- _The task_: Please repeat the data shown below, word for word.

- _Source material_:
PR #1971, opened 2025-07-15
Update MaxText's requirements.txt

kanglant:
This change shouldn't significantly affect MaxText's existing environment setup, and it is crucial for consistent python environment setups.

When updating MaxText's requirements.txt file, please keep these recommendations in mind:
- For each dependency, we recommend setting a lower bound to ensure the python seed env tool works well
- All source links must be pinned to a specific hash to guarantee reproducibility

We picked the lower bounds based on the generated maxtext requirements lock files in python seed env experiments, e.g., https://github.com/vam-google/python_seed_env/blob/python_3_10_gpu_test/maxtext_requirements_lock_3_10.txt. Please update the lower bounds if you found different versions are needed.

See more conversations in https://github.com/AI-Hypercomputer/maxtext/pull/1871.

# Checklist


SamuelMarks:
FWIW: See https://github.com/AI-Hypercomputer/maxtext/blob/7c270a3/requirements.txt from #1826

This works on uv or regular Python:
- 3.10
- 3.11
- 3.12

- _Your solution_:
PR #1971, opened 2025-07-15
Update MaxText's requirements.txt

kanglant:
This change shouldn't significantly affect MaxText's existing environment setup, and it is crucial for consistent python environment setups.

When updating MaxText's requirements.txt file, please keep these recommendations in mind:
- For each dependency, we recommend setting a lower bound to ensure the python seed env tool works well
- All source links must be pinned to a specific hash to guarantee reproducibility

We picked the lower bounds based on the generated maxtext requirements lock files in python seed env experiments, e.g., https://github.com/vam-google/python_seed_env/blob/python_3_10_gpu_test/maxtext_requirements_lock_3_10.txt. Please update the lower bounds if you found different versions are needed.

See more conversations in https://github.com/AI-Hypercomputer/maxtext/pull/1871.

# Checklist


SamuelMarks:
FWIW: See https://github.com/AI-Hypercomputer/maxtext/blob/7c270a3/requirements.txt from #1826

This works on uv or regular Python:
- 3.10
- 3.11
- 3.12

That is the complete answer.